◆ Problem to work on ◆
Copy out every line from the records that includes "github".

◆ Stored items ◆
===============

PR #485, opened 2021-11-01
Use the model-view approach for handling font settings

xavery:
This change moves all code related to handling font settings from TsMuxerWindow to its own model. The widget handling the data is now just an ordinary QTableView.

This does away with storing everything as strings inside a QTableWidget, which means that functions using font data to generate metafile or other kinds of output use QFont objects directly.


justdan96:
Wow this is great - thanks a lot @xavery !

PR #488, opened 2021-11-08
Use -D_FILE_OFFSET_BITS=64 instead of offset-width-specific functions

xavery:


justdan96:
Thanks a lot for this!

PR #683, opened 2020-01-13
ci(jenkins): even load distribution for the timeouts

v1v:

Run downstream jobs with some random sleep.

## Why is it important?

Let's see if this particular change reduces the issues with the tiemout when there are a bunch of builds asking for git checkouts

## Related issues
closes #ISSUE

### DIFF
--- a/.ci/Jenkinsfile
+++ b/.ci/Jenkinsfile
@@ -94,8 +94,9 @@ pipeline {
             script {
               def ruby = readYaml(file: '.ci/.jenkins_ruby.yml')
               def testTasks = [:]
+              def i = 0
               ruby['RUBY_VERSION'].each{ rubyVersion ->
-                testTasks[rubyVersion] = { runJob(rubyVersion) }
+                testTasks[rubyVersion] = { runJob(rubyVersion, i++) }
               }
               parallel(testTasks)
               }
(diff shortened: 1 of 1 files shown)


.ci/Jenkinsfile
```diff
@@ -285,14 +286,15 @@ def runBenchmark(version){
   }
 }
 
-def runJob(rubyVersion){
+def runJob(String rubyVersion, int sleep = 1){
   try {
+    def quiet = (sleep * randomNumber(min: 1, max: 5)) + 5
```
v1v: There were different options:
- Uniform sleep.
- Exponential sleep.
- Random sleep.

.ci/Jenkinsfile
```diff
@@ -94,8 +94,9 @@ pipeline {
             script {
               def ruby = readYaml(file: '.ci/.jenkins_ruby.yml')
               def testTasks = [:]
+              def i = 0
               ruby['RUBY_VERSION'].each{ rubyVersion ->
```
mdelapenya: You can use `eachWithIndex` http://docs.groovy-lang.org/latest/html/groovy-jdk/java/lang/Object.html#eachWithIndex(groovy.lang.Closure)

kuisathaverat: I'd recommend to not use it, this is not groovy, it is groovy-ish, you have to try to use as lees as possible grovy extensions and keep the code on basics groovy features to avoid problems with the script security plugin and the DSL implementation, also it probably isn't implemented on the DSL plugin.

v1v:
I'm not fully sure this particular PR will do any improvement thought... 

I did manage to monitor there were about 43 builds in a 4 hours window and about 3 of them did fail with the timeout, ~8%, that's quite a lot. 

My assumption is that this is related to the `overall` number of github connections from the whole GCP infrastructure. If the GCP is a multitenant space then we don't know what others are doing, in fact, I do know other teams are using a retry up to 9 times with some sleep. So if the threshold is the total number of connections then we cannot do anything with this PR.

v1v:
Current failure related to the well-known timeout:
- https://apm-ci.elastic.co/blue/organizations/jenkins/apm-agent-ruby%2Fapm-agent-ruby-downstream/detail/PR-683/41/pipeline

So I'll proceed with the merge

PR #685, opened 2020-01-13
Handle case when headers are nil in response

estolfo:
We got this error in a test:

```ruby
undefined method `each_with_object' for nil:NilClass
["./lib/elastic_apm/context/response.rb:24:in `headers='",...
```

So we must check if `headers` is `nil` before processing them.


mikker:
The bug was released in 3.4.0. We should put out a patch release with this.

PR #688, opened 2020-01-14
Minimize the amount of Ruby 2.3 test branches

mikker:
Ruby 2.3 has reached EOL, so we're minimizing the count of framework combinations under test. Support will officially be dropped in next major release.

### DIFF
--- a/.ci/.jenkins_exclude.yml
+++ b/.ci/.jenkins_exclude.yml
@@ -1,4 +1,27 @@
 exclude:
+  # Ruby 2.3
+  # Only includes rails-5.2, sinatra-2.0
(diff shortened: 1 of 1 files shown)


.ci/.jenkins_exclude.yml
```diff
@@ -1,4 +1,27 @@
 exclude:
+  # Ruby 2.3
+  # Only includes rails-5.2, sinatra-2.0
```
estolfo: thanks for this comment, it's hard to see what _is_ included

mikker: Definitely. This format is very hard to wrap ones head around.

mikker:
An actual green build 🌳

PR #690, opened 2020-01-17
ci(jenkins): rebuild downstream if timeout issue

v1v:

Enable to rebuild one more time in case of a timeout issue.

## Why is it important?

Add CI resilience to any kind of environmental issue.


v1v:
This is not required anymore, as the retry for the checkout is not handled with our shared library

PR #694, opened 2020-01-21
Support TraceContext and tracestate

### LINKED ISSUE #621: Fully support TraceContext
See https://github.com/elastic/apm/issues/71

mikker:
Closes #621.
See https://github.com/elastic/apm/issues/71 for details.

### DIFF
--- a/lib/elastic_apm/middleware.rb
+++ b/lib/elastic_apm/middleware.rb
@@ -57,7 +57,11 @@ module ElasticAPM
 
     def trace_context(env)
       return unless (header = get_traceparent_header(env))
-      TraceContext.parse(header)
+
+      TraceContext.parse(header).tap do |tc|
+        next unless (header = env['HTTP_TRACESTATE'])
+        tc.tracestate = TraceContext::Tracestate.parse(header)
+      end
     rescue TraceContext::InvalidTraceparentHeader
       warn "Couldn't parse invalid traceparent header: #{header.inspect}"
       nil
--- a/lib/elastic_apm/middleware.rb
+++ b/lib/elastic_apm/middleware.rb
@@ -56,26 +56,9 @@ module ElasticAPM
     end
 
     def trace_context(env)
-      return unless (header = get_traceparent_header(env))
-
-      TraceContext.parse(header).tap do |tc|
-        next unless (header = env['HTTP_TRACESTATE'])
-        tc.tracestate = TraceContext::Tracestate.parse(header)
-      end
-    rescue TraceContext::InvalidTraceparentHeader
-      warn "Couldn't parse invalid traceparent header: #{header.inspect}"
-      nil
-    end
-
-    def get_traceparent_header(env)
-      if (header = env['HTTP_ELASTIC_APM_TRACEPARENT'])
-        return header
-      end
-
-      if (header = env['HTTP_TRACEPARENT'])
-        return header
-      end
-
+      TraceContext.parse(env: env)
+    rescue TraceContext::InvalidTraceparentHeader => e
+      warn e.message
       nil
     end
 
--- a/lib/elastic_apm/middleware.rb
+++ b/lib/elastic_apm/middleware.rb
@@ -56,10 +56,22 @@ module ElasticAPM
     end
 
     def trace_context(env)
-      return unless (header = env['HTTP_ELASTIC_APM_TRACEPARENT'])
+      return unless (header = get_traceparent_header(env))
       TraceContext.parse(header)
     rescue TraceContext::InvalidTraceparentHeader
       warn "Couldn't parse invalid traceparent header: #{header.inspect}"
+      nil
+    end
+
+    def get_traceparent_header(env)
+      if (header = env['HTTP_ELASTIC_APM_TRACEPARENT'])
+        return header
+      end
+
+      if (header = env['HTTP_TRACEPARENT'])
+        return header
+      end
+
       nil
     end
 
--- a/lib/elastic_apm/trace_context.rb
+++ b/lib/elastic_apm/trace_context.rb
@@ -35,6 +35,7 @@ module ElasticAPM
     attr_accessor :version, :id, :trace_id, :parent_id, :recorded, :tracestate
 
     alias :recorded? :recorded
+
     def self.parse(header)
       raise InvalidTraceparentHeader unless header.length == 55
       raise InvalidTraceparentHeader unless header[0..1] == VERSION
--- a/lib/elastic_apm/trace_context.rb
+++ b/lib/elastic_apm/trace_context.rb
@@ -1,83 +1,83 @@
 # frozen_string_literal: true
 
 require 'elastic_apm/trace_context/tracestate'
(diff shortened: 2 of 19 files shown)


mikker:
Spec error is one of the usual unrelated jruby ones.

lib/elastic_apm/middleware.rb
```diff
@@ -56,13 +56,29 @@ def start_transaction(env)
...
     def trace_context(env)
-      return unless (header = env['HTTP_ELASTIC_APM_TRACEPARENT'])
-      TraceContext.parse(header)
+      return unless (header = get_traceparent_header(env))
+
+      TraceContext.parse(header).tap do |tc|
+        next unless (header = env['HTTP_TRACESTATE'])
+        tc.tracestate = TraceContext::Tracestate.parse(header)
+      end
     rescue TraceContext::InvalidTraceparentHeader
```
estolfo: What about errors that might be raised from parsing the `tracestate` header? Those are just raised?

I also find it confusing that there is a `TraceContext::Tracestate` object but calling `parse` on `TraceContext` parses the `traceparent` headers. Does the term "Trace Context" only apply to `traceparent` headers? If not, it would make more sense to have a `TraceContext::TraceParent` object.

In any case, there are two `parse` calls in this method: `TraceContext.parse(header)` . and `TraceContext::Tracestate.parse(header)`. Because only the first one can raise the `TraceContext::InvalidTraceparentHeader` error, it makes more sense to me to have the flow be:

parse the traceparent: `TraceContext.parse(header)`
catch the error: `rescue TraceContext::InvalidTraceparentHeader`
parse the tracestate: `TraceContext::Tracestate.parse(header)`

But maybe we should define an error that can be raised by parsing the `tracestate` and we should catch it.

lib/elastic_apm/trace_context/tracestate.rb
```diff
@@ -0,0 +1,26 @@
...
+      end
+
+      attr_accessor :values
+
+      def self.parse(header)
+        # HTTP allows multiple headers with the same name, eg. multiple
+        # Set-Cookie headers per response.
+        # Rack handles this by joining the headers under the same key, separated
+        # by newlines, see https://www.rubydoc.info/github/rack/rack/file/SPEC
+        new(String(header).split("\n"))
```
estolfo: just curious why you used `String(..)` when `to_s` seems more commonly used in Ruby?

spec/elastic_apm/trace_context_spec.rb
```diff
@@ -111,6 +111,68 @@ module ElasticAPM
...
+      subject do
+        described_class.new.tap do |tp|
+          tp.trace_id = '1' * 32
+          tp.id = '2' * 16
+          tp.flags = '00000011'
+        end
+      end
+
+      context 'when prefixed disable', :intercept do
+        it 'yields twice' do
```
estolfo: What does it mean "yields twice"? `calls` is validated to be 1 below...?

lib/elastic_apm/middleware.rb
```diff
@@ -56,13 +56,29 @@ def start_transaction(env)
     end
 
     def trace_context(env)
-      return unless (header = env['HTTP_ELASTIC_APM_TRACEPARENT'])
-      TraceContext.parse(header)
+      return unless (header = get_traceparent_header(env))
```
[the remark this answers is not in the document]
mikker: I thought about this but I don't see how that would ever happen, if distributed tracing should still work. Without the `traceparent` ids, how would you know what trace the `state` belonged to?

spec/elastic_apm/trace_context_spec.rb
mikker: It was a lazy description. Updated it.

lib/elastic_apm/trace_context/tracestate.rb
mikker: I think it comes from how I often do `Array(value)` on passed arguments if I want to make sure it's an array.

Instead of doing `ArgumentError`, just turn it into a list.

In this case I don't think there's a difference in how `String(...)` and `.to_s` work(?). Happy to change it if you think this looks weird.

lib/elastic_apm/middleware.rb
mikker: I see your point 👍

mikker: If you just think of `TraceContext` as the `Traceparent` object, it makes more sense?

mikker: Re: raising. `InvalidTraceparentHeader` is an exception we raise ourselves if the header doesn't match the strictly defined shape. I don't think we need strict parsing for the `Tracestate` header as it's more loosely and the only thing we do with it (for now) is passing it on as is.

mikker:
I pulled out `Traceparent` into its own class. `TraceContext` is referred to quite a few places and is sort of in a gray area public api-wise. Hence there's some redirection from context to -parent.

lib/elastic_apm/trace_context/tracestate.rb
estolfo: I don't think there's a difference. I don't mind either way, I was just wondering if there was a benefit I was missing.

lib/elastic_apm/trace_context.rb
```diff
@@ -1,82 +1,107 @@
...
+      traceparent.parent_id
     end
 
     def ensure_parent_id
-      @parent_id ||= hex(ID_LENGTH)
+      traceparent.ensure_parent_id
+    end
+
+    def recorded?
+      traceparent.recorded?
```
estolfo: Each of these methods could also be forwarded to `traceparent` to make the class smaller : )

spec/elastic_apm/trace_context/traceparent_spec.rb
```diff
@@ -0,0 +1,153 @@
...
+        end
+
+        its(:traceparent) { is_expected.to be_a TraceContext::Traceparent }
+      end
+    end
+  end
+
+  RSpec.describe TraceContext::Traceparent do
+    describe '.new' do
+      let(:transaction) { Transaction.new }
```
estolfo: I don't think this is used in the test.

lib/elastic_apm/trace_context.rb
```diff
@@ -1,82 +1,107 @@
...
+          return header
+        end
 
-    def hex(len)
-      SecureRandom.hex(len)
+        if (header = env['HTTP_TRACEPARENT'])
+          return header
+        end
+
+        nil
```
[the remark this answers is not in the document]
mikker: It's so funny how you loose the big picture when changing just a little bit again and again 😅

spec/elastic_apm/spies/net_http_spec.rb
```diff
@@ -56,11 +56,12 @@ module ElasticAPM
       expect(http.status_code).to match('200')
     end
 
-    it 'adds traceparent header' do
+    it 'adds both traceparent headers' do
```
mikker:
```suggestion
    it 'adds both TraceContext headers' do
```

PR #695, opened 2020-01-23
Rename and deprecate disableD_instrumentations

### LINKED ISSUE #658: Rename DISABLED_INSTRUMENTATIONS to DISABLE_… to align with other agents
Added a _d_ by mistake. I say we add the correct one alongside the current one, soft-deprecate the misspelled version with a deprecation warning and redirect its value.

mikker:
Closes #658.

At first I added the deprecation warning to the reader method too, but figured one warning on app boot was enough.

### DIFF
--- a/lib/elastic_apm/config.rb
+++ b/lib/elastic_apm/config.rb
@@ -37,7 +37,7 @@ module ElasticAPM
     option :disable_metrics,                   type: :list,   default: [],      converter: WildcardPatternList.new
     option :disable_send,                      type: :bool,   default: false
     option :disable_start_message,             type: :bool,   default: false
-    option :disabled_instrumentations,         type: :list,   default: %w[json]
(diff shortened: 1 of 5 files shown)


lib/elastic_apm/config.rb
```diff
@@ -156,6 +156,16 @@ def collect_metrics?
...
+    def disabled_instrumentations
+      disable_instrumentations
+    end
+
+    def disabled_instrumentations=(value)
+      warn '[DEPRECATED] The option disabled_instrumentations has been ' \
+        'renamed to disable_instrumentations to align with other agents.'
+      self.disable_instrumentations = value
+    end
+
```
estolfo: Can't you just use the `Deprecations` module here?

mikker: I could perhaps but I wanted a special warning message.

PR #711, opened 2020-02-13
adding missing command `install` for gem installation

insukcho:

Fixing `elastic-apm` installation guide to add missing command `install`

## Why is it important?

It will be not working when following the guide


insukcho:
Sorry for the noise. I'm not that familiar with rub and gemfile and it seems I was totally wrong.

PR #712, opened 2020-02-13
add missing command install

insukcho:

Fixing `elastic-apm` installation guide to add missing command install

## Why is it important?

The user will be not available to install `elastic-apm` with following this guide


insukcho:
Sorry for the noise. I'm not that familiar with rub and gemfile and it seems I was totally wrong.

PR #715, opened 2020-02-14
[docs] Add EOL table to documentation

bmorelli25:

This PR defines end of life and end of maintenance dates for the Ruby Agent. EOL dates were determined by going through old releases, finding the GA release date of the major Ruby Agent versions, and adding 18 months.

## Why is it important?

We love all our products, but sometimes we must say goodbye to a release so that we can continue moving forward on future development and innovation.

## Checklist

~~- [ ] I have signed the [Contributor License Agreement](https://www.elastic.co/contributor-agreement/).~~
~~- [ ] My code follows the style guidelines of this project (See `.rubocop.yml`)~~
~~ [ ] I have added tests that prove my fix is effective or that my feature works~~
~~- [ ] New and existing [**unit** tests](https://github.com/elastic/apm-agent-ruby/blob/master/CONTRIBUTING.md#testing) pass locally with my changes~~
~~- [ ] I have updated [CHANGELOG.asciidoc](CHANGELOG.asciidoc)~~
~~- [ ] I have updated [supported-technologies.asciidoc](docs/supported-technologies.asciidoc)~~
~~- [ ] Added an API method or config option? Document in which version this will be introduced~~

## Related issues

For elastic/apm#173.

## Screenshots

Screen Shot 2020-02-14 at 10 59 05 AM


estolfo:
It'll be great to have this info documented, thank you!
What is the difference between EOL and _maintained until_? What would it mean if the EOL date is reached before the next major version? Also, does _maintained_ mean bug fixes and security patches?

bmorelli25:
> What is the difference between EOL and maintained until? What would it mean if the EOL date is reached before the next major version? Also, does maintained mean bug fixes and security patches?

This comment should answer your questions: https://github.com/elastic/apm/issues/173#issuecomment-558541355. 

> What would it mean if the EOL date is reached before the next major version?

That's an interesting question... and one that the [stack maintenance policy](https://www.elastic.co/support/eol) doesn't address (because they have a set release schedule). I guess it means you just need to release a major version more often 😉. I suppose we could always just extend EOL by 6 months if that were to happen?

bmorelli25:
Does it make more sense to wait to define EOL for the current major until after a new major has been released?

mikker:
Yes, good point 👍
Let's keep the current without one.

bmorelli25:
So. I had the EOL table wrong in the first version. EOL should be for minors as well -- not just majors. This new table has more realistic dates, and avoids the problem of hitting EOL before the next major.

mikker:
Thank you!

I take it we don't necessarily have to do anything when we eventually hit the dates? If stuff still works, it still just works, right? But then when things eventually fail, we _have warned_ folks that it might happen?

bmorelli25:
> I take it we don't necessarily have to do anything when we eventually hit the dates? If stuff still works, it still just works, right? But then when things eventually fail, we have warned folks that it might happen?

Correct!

===============

◆ Answer to the problem ◆
My assumption is that this is related to the `overall` number of github connections from the whole GCP infrastructure. If the GCP is a multitenant space then we don't know what others are doing, in fact, I do know other teams are using a retry up to 9 times with some sleep. So if the threshold is the total number of connections then we cannot do anything with this PR.
See https://github.com/elastic/apm/issues/71
See https://github.com/elastic/apm/issues/71 for details.
+        # by newlines, see https://www.rubydoc.info/github/rack/rack/file/SPEC
~~- [ ] New and existing [**unit** tests](https://github.com/elastic/apm-agent-ruby/blob/master/CONTRIBUTING.md#testing) pass locally with my changes~~
This comment should answer your questions: https://github.com/elastic/apm/issues/173#issuecomment-558541355. 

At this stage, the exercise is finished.